Jakarta - Komisi Pemberantasan Korupsi (KPK) mendukung upaya Ditjen Dukcapil Kemendagri menjadikan NIK sebagai referensi tunggal integrasi data untuk semua urusan pelayanan publik, pemberian bansos serta subsidi.
Deputi Bidang Pencegahan KPK Pahala Nainggolan menyatakan, utilisasi NIK tunggal sudah seharusnya dijalankan pemerintah untuk pelaksanaan pelayanan publik hingga penyaluran bantuan dan subsidi ke masyarakat agar lebih tepat sasaran.
"Bansos, subsidi atau apa pun program kerakyatan dari pemerintah akan lebih sukses kalau NIK dan interator datanya dari Kemendagri. KPK sangat mendukung hal itu. Kalau ada kesalahan input data NIK, bukan sistemnya yang disalahkan," kata Deputi Pencegahan KPK Pahala Nainggolan pada peserta Rapat Koordinasi Strategi Nasional Pencegahan Korupsi (Stranas PK) dengan Ditjen Dukcapil Kemendagri secara virtual, Selasa (10/8/2021).
Pahala Nainggolan memaparkan, sesuai Perpres Nomor 54 Tahun 2018 tentang Strategi Nasional Pencegahan Korupsi (Stranas PK) yang kemudian dibentuknya Tim Nasional Pencegahan Korupsi (Timnas PK), KPK kukuh memasukkan utilisasi NIK dalam program dan rencana aksi.
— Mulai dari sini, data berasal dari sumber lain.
PR #7443, opened 2026-04-10
[PM-32068] - Org Ability Extended Cache

jrmccannon:
## 🎟️ Tracking
[PM-32068](https://bitwarden.atlassian.net/browse/PM-32068)

## 📔 Objective
This implements retrieving the org ability record via the Extended Cache (fusion cache).  This will be used instead of the in memory cache in order to reduce load on the org ability database table and solve the issue with servicebus.

[PM-32068]: https://bitwarden.atlassian.net/browse/PM-32068?atlOrigin=eyJpIjoiNWRkNTljNzYxNjVmNDY3MDlhMDU5Y2ZhYzA5YTRkZjUiLCJwIjoiZ2l0aHViLWNvbS1KU1cifQ


jrmccannon:
@claude be kind

src/Core/AdminConsole/AbilitiesCache/OrganizationAbilityCacheConstants.cs
eliykat, line 1: `BuildCacheKeyForOrganizationAbility` isn't a constant :P and I think there's little benefit to being in its own class - I suggest these are private properties in the cache service itself.

src/Core/Services/Implementations/FeatureRoutedCacheService.cs
```diff
@@ -44,19 +48,29 @@ public async Task<IDictionary<Guid, OrganizationAbility>> GetOrganizationAbiliti
     }
```
eliykat, line 48: Missed this one. Fwiw, I don't think there's a bulk interface for FusionCache - this is for convenience only. It should have a corresponding interface on the new cache service, which would just `await Task.WhenAll` individual cache fetches.

src/SharedWeb/Utilities/ServiceCollectionExtensions.cs
```diff
@@ -295,6 +295,8 @@ public static void AddDefaultServices(this IServiceCollection services, GlobalSe
         services.AddTokenizers();
 
         services.AddScoped<IApplicationCacheService, FeatureRoutedCacheService>();
+        services.AddExtendedCache(OrganizationAbilityCacheConstants.CacheName, globalSettings);
+        services.AddScoped<IOrganizationAbilityCacheService, ExtendedOrganizationAbilityCacheService>();
```
eliykat, line 299: It would be better not to expose this at the top level here. Can we have a services extension method - e.g. `AddOrganizationAbilityCache` - which registers both? Similar to how our commands/queries/handlers are registered.

test/Core.Test/AdminConsole/AbilitiesCache/ExtendedOrganizationAbilityCacheServiceTests.cs
eliykat, line 1: It's not a blocker, but I'm not sure of the value of these tests. The class is extremely thin, there's not much to test here by design, and these tests either use mocks or assert against the same prod code that you're testing (i.e. `BuildCacheKeyForOrganizationAbility`). Consider deleting them and/or relying on integration tests instead.

eliykat (changes requested):

src/Core/Services/Implementations/FeatureRoutedCacheService.cs
jrmccannon: That is being covered with this [ticket](https://bitwarden.atlassian.net/browse/PM-32073)

test/Api.IntegrationTest/AdminConsole/Controllers/OrganizationAbilityCacheTests.cs
```diff
@@ -0,0 +1,132 @@
...
+        // Act - update the organization via the HTTP endpoint
+        var response = await _client.PutAsJsonAsync($"/organizations/{_organization.Id}", updateRequest);
+
+        // Assert - endpoint succeeded and cache was updated
+        Assert.Equal(HttpStatusCode.OK, response.StatusCode);
+
+        var cacheService = _factory.GetService<IApplicationCacheService>();
+        var ability = await cacheService.GetOrganizationAbilityAsync(_organization.Id);
+        Assert.NotNull(ability);
+        Assert.Equal(_organization.Id, ability.Id);
```
eliykat, line 94: This does not assert that the ability is updated (cf. the comment above). We need to check that the name and billing email have been updated.

test/Api.IntegrationTest/AdminConsole/Controllers/OrganizationAbilityCacheTests.cs
```diff
@@ -0,0 +1,132 @@
...
+        var deleteOwnerEmail = $"delete-test-{Guid.NewGuid()}@example.com";
+        await _factory.LoginWithNewAccount(deleteOwnerEmail);
+
+        var signUpResult = await OrganizationTestHelpers.SignUpAsync(
+            _factory,
+            plan: PlanType.EnterpriseAnnually,
+            ownerEmail: deleteOwnerEmail,
+            passwordManagerSeats: 5,
+            paymentMethod: PaymentMethodType.Card);
+        var orgToDelete = signUpResult.Item1;
```
eliykat, line 110: Unnecessary - could use the org created in `InitializeAsync`.

eliykat (changes requested):

eliykat (approved):
Feedback is non-blocking and may be addressed in a separate PR if desired.

test/Api.IntegrationTest/AdminConsole/Controllers/OrganizationAbilityCacheTests.cs
jrmccannon: will take care of these in the bulk implementation

test/Api.IntegrationTest/AdminConsole/Controllers/OrganizationAbilityCacheTests.cs
jrmccannon: will take care of these in the bulk implementation

jrmccannon: They all share the same database so the organization needs to be separate as they might run out of order.

prograhamming (approved):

Bagi KPK, tutur Pahala, utilisasi NIK dan proses pemadanan dan pemutakhiran data kependudukan untuk memperoleh data yang semakin akurat harus terus dilakukan.
"NIK yang akurat ini berfungsi sebagai trigger mechanism dalam pencegahan korupsi. Utilisasi NIK nih sekarang masih berjalan, KPK pantau terus. Kita mendorong, biar ke depan lebih baik," tandasnya. Dukcapil***
Komentar
Komentar di nonaktifkan.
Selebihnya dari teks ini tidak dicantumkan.